As you probably saw from the comment on your other post about Vibrams, I recently took part in a long race whilst in a fasted state. In the write-up I based some conclusions (about how the fasting and delayed post workout nutrition affected my performance and recovery) on the post by Don Matesz that you reference in this post.
I'd be interested to read any comments you have on whether I was on the right track with my thinking.
Thanks!
Wow, great post. I've been running since the mid 80s and have learned through much trial and error that developing the bodies aerobic energy capacity, including the ability to burn fat, is a far superiour method to train compared to the alternative of emphasizing the anaerobic training (high intensity intervals). Just a week ago I ran for 5 hours without consuming any calories, and finished the workout with more energy than previous workouts when I consumed many gels. I recommend Phil Maffetone many books and articles on the topic. Question for you...what scientific evidence is there to support the use of the supplement L-Carnitine to help the body burn fat, including during endurance events?

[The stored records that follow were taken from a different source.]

Issue #478, opened 2016-12-04
Driver on Debian 8


thibaultfalque:
Hello, 
### Description

I try to install the php mongodb driver in my server. But I have this error 
PHP Warning:  PHP Startup: Unable to load dynamic library '/usr/lib/php5/20131226/mongodb.so' - /usr/lib/php5/20131226/mongodb.so: undefined symbol: php_json_serializable_ce in Unknown on line 0
I use Symfony and must have the the mondb.so and not mongo.so. 
I have install this driver with pecl: 
pecl install mongodb

I create this file: /etc/php5/mods-available/mongodb.ini with this content: 
extension=mongodb.so
I execute this command: 
sudo ln -sv /etc/php5/mods-available/mongodb.ini /etc/php5/cli/conf.d/20-mongodb.ini
sudo ln -sv /etc/php5/mods-available/mongodb.ini /etc/php5/apache2/conf.d/20-mongodb.ini

### Environment
$php - i| grep mongodb
PHP Warning:  PHP Startup: Unable to load dynamic library '/usr/lib/php5/20131226/mongodb.so' - /usr/lib/php5/20131226/mongodb.so: undefined symbol: php_json_serializable_ce in Unknown on line 0

/etc/php5/cli/conf.d/20-mongodb.ini,
mongodb
mongodb support => enabled
mongodb version => 1.2.0
mongodb stability => stable
mongodb.debug => no value => no value

$php -m 
PHP Warning:  PHP Startup: Unable to load dynamic library '/usr/lib/php5/20131226/mongodb.so' - /usr/lib/php5/20131226/mongodb.so: undefined symbol: php_json_serializable_ce in Unknown on line 0
[PHP Modules]
bcmath
bz2
calendar
Core
ctype
curl
date
dba
dom
ereg
exif
fileinfo
filter
ftp
gettext
hash
iconv
intl
json
libxml
mbstring
mhash
mongodb
mysql
mysqli
openssl
pcntl
pcre
PDO
pdo_mysql
Phar
posix
readline
Reflection
session
shmop
SimpleXML
soap
sockets
SPL
standard
sysvmsg
sysvsem
sysvshm
tokenizer
wddx
xml
xmlreader
xmlwriter
Zend OPcache
zip
zlib
[Zend Modules]
Zend OPcache

Thank you for your help.

Visualq:
Hi, read https://derickrethans.nl/

thibaultfalque:
Hi,
[...]

Issue #477, opened 2016-11-30
Unable to load dynamic library after upgrade to 1.2.0 "undefined symbol: php_json_serializable_ce"


stephadz:
### Description
After upgrade driver to release 1.2.0, i've got an error at apache startup and cli : 

PHP Warning:  PHP Startup: Unable to load dynamic library '/usr/lib64/php/5.6/modules/mongodb.so' - /usr/lib64/php/5.6/modules/mongodb.so: undefined symbol: php_json_serializable_ce in Unknown on line 0

No problem when i downgrade to 1.1.9

### Environment

We use preconfigured AWS environnement : 64bit Amazon Linux 2016.09 v2.2.0 running PHP 5.6
PHP 5.6.26
Apache 2.4.23

### Tests / debug

On release 1.2.0 
```
$ php -i | grep -E 'mongodb|libmongoc|libbson'
PHP Warning:  PHP Startup: Unable to load dynamic library '/usr/lib64/php/5.6/modules/mongodb.so' - /usr/lib64/php/5.6/modules/mongodb.so: undefined symbol: php_json_serializable_ce in Unknown on line 0

```

After downgrading to 1.1.9
```
$ php -i | grep -E 'mongodb|libmongoc|libbson'
mongodb
mongodb support => enabled
mongodb version => 1.1.9
mongodb stability => stable
libmongoc version => 1.3.6
libbson version => 1.3.6
mongodb.debug => no value => no value

```

i hope i have provided you with sufficient information

Thanks

jmikola:
This is likely a duplicate of https://github.com/mongodb/mongo-php-driver/issues/475. @derickr is in the process of writing a blog post to discuss the issue in more detail.

This is related to a new dependency on the `json` extension in 1.2.0, as our BSON classes now implement JsonSerializable ([PHPC-459](https://jira.mongodb.org/browse/PHPC-459)). We likewise declare dependencies on the `date` and `spl` extensions for UTCDateTime and our exceptions, respectively; however, those are almost always compiled into PHP. The `json` extension is sometimes loaded dynamically by different distributions. Those distributions may also elect to resolve symbols at execution time instead of lazily during runtime (PHP's default behavior), which can cause this error.

Please confirm whether the `json` extension is compiled into PHP or if you're loading it a `json.so` file dynamically in your PHP configuration. Assuming the latter, you need to ensure that the extension is loaded before `mongodb.so`.

derickr:
[...]

Issue #475, opened 2016-11-29
Undefined Symbol php_json_serializable_ce in Unknown on Line 0 (1.2.0 Release)


MineSQL:
### Description

When installing mongodb from pecl on debian jessie, the extension seems to install fine but is never initialized due to this error. I regularly build from pecl, but right after today's update all my build scripts broke for all my enviroments. Installing the actual extension works fine, but the extension is never loaded due to the error below.

### Environment

Debootstrap Debian Jessie running PHP 5.6.27 

```
root@b0277afcbe10:/# php -m                                                                                                                                                                                                                 
PHP Warning:  PHP Startup: Unable to load dynamic library '/usr/lib/php5/20131226/mongodb.so' - /usr/lib/php5/20131226/mongodb.so: undefined symbol: php_json_serializable_ce in Unknown on line 0
[PHP Modules]
bcmath
bz2
calendar
Core
ctype
curl
date
dba
dom
ereg
exif
fileinfo
filter
ftp
gettext
hash
iconv
json
libxml
mbstring
mhash
mysql
mysqli
openssl
pcntl
pcre
PDO
pdo_mysql
Phar
posix
readline
Reflection
session
shmop
SimpleXML
soap
sockets
SPL
standard
sysvmsg
sysvsem
sysvshm
tokenizer
wddx
xdebug
xml
xmlreader
xmlwriter
xsl
Zend OPcache
zip
zlib

[Zend Modules]
Xdebug
Zend OPcache

```


```
root@b0277afcbe10:/# php -i | grep -E 'mongodb|libmongoc|libbson'
PHP Warning:  PHP Startup: Unable to load dynamic library '/usr/lib/php5/20131226/mongodb.so' - /usr/lib/php5/20131226/mongodb.so: undefined symbol: php_json_serializable_ce in Unknown on line 0
```


### Test Script

When trying to use the mongodb/mongodb package from Composer it throws: 

( ! ) Fatal error: Class 'MongoDB\Driver\Manager' not found in /var/www/html/vendor/mongodb/mongodb/src/Client.php on line 61

derickr:
Thanks for your query, could you please answer the following questions:

How are you loading the json extension?

Through a module?

Does it work if you load the json extension through the php.ini system before the mongodb extension?

What's the output of php --ini

MineSQL:
After grinding the entire day, I've came up with a temporary fix if anyone else is having this issue.

[...]

PR #480, opened 2016-12-05
Print a custom error message on platforms with ext/json as shared extension

bjori:
Before:
```
$ php -n -dextension=modules/mongodb.so -r 'echo phpversion("mongodb"), "\n";'
PHP Warning:  PHP Startup: Unable to load dynamic library 'modules/mongodb.so' - modules/mongodb.so: undefined symbol: php_json_serializable_ce in Unknown on line 0
```
After:
```
$ php -n -dextension=modules/mongodb.so -r 'echo phpversion("mongodb"), "\n";'
Please make sure json.so is loaded before mongodb.so
PHP Warning:  Cannot load module 'mongodb' because required module 'json' is not loaded in Unknown on line 0
```

### DIFF
--- a/php_phongo.c
+++ b/php_phongo.c
@@ -2016,6 +2016,18 @@ static void php_phongo_client_dtor(void *client)
 }
 #endif
 
+static void _phongo_check_json (void) __attribute__((constructor));
+static void _phongo_check_json (void)
+{
+	DL_HANDLE handle = DL_LOAD(NULL);
+	zend_class_entry *json = (zend_class_entry *)DL_FETCH_SYMBOL (handle, "php_json_serializable_ce");
+
+	if (json == NULL) {
+		fprintf (stderr, "Please make sure json.so is loaded before mongodb.so\n");
+		fflush (stderr);
+	}
+}
+
 /* {{{ PHP_MINIT_FUNCTION */
 PHP_MINIT_FUNCTION(mongodb)
 {
--- a/src/BSON/Binary.c
+++ b/src/BSON/Binary.c
@@ -452,6 +452,7 @@ HashTable *php_phongo_binary_get_properties(zval *object TSRMLS_DC) /* {{{ */
 PHP_MINIT_FUNCTION(Binary)
 {
 	zend_class_entry ce;
+	zend_string *zstr = zend_string_init("jsonserializable", sizeof("jsonserializable") - 1, 0);
 	(void)type;(void)module_number;
 
 	INIT_NS_CLASS_ENTRY(ce, "MongoDB\\BSON", "Binary", php_phongo_binary_me);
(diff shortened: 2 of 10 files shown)


bjori:
The extra warning there is of course not printed when things go fine:
```
php -dextension=modules/mongodb.so -m                                                                                                                                                                        <<<
[PHP Modules]
calendar
Core
ctype
date
dom
exif
fileinfo
filter
ftp
gettext
hash
iconv
json
libxml
mongodb
openssl
pcntl
pcre
PDO
Phar
posix
readline
Reflection
session
shmop
SimpleXML
sockets
SPL
standard
sysvmsg
sysvsem
sysvshm
tokenizer
wddx
xml
xmlreader
xmlwriter
xsl
Zend OPcache
zlib

[Zend Modules]
Zend OPcache

```

bjori:
Related issues:
- https://github.com/mongodb/mongo-php-driver/issues/478
- https://github.com/mongodb/mongo-php-driver/issues/477
- https://github.com/mongodb/mongo-php-driver/issues/475

php_phongo.c
```diff
@@ -2016,6 +2016,18 @@ static void php_phongo_client_dtor(void *client)
 }
 #endif
 
+static void _phongo_check_json (void) __attribute__((constructor));
+static void _phongo_check_json (void)
```
derickr: This does not seem to be called from anywhere?

php_phongo.c
```diff
@@ -2016,6 +2016,18 @@ static void php_phongo_client_dtor(void *client)
...
+{
+	DL_HANDLE handle = DL_LOAD(NULL);
+	zend_class_entry *json = (zend_class_entry *)DL_FETCH_SYMBOL (handle, "php_json_serializable_ce");
```
derickr: Some OSses prefix the symbols with a ``_``, and no check for that is done here. 

See: https://github.com/php/php-src/blob/master/ext/standard/dl.c#L142

src/BSON/Binary.c
```diff
@@ -452,14 +452,16 @@ HashTable *php_phongo_binary_get_properties(zval *object TSRMLS_DC) /* {{{ */
 PHP_MINIT_FUNCTION(Binary)
 {
 	zend_class_entry ce;
+	zend_string *zstr = zend_string_init("jsonserializable", sizeof("jsonserializable") - 1, 0);
```
derickr: zend_string_init is new in PHP 7.0, so this needs an #ifdef.

php_phongo.c
bjori: Its called automatically during `dlopen`

bjori:
This PR actually does two things.
1) Removes the need for that symbol, so PHPs error message is properly displayed.
2) Augments the PHP error message with custom error to guide the user

I consider this to be significant improvement to the user experience and even it is not the mongodb drivers fault, we can still improve the experience for the users

php_phongo.c
derickr: That's a problem then, as it would mean that PHP's normal loading reordering will no longer work. Basically, making the off case work (where distributions mangle PHP's original itents), but not the standard case where PHP itself manages the loading/symbol fetching order (the patch actively prevents this from working now).

jmikola: Does `__attribute__((constructor))` result in this preempting PHP's own extension dependency resolution based on the list in our zend_module_entry?

derickr: PHP's mechanism is as follows:

- ``dlopen()`` all extensions in their loading order (order as in .ini file). This works normally, as ``LTDL_LAZY`` is being used and no symbols are being resolved yet.
- create dependency graph
- go initialize extensions in the right order as to not have undefined symbols

The new constructor is run on ``dlopen()``, and hence, breaks the original mechanism of being to *open* extensions in a random order.

php_phongo.c
remicollet: I have doubt about this working if php_json_serializable_ce is not publicly exported.

bjori: this isn't actually needed. as long as the references to the symbol are removed and it rather dynamically loaded, like the rest of the patch.
This function is only for the purpose of augmenting the error message from php if they want to give direct instructions

jmikola:
See https://github.com/mongodb/mongo-php-driver/pull/500.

Hi Will. Glad you got something out of the post. I agree that getting the fat burning going is best. Alan Couzens talks quite a bit about this too.
Re carnitine supplementation, this topic is probably worth looking into in more detail. It looks like there are contradictory reports in the literature about its usefulness. Here are a couple of articles that might be useful.
http://www.ncbi.nlm.nih.gov/pubmed/19341458?ordinalpos=1&itool=EntrezSystem2.PEntrez.Pubmed.Pubmed_ResultsPanel.Pubmed_SingleItemSupl.Pubmed_Discovery_PMC&linkpos=2&log$=citedinpmcarticles&logdbfrom=pubmed
http://www.ncbi.nlm.nih.gov/pubmed/18607224?itool=EntrezSystem2.PEntrez.Pubmed.Pubmed_ResultsPanel.Pubmed_RVDocSum&ordinalpos=8
glad I found this post although I'll have to read it 5 x's. Being new to really long endurance running and cycling, I am learning nutrition. I bonk. I know my yoga nutrition-can handle 3 hrs of yoga, break 1.5 hrs, then 3 hrs yoga again, break the same, 3 hrs yoga again, all in a day. 2nd day, the same. It sounds like I can do the same eating for long distance trail w/out bonking. Clean veggie. Fat (egg white and animal protein in the a.m. I admit I have to have caffeine in a.m. Is this newbie totally off base? I love running trails and want to figure this out. Thanks so much.